The team presented its findings in an article published online on February 12 in the minutes of the National Academy of Sciences (PNAS).
"By dynamically modulating the rigidity of the microenvironment, we can better mimic what happens when bad cells are transformed into a malignant state in a dish," said lead author Adam Engler, a professor of bioengineering at the University of California. San Diego Jacobs School of Engineering. .
The study is part of a growing body of research showing that mechanical forces – not just genetic and biochemical cues – play a key role in the development and spread of cancer. In the past, researchers have found that modeling in vitro rigid tissue environments promotes tumor growth.
But these models often do not fully recreate what is happening in the body because they are static, noted Engler. "Tissue stiffening is a dynamic process – bad tissue does not start to be stiff, it's something that develops over time," Engler said.
Engler's approach was therefore to use a hardware system in which rigidity could be dynamically adjusted when the cells were inside, and then to see how cells reacted to this change in rigidity.
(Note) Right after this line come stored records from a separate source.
PR #748, opened 2022-03-22
Handle string ports in docker compose v2 config yaml

jsoriano:
Using docker-compose v2.3.x (go implementation), `elastic-package shellinit` fails with:
```
Error: shellinit failed: could not get Docker Compose configuration for service: could not unmarshal YAML map node: yaml: unmarshal errors:
  line 4: cannot unmarshal !!str `9200` into int
```

This seems to happen because some ports are represented as strings in the `docker-compose config` output.

Support both versions by allowing ports to be integers or numbers.


internal/compose/compose.go
```diff
@@ -68,17 +82,17 @@ func (p *portMapping) UnmarshalYAML(node *yaml.Node) error {
 
 		var s struct {
 			HostIP    string `yaml:"host_ip"`
-			Target    int
-			Published int
+			Target    intOrStringYaml
```
mtojek, line 85: If we start observing such problems, then I guess we'll end up soon with code switches depending on v1/v2.  Let's drop a comment here, why do we need to handle it this way.

mtojek (commented):
Is this the moment, when we should use Compose V2 in general for CI testing?

jsoriano:
> Is this the moment, when we should use Compose V2 in general for CI testing?

I think we are close, the main blocker I have found so far with v2 has been not being able to use `elastic-package shellinit`, what would be solved by this PR.
Apart of that, installation of packages during tests fail on my laptop, as if docker compose is not correctly recreating the package registry after packages are built. I would have to investigate this a bit more.

Something we might also investigate is to use the [Go API](https://github.com/docker/compose/blob/be187bae649521f5776033284a511da0fbaf8058/pkg/api) :slightly_smiling_face:, so we don't depend on the installed binary.

jsoriano:
Actually this may be a bug in docker compose. This is the [documented format](https://docs.docker.com/compose/cli-command-compatibility/):
```
    - mode: ingress
      target: 80
      published: 80
      protocol: tcp
```
This is what I am finding:
```
```
    - mode: ingress
      host_ip: 127.0.0.1
      target: 9200
      published: "9200"
      protocol: tcp
```
```

jsoriano:
Open issue in docker compose project: https://github.com/docker/compose/issues/9306

mtojek (approved):

PR #752, opened 2022-03-23
Import aditional indexing settings on external fields

### LINKED ISSUE #678: External ECS field imports not containing their multi-fields
### Summary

"We try to mimic the process of fibrosis during the progression of tumor development," said Jesse Placone, a postdoctoral researcher in Engler's lab and co-lead author of the study. "As a tumor site is formed, the local stiffness of the tissue increases, and by modeling this dynamic rigidity, our system is much more representative of what happens in vivo."
The team used a hydrogel called methacrylated hyaluronic acid, a soft material that can be stiffened to varying degrees by exposure to free radicals and ultraviolet light. They first stiffened the hydrogel sufficiently to mimic the stiffness of normal bad tissue. Then they grew mammary epithelial cells in the gel. Once cells have matured, the rigidity of the gel has been increased to that of a bad tumor. The team noted that the UV exposure required at this stage was not sufficient to harm the cells.
They discovered that rigidity triggers multiple pathways that together signal to bad cells to become cancerous. The main players in these pathways include TWIST1, TGF-beta, SMAD and YAP proteins.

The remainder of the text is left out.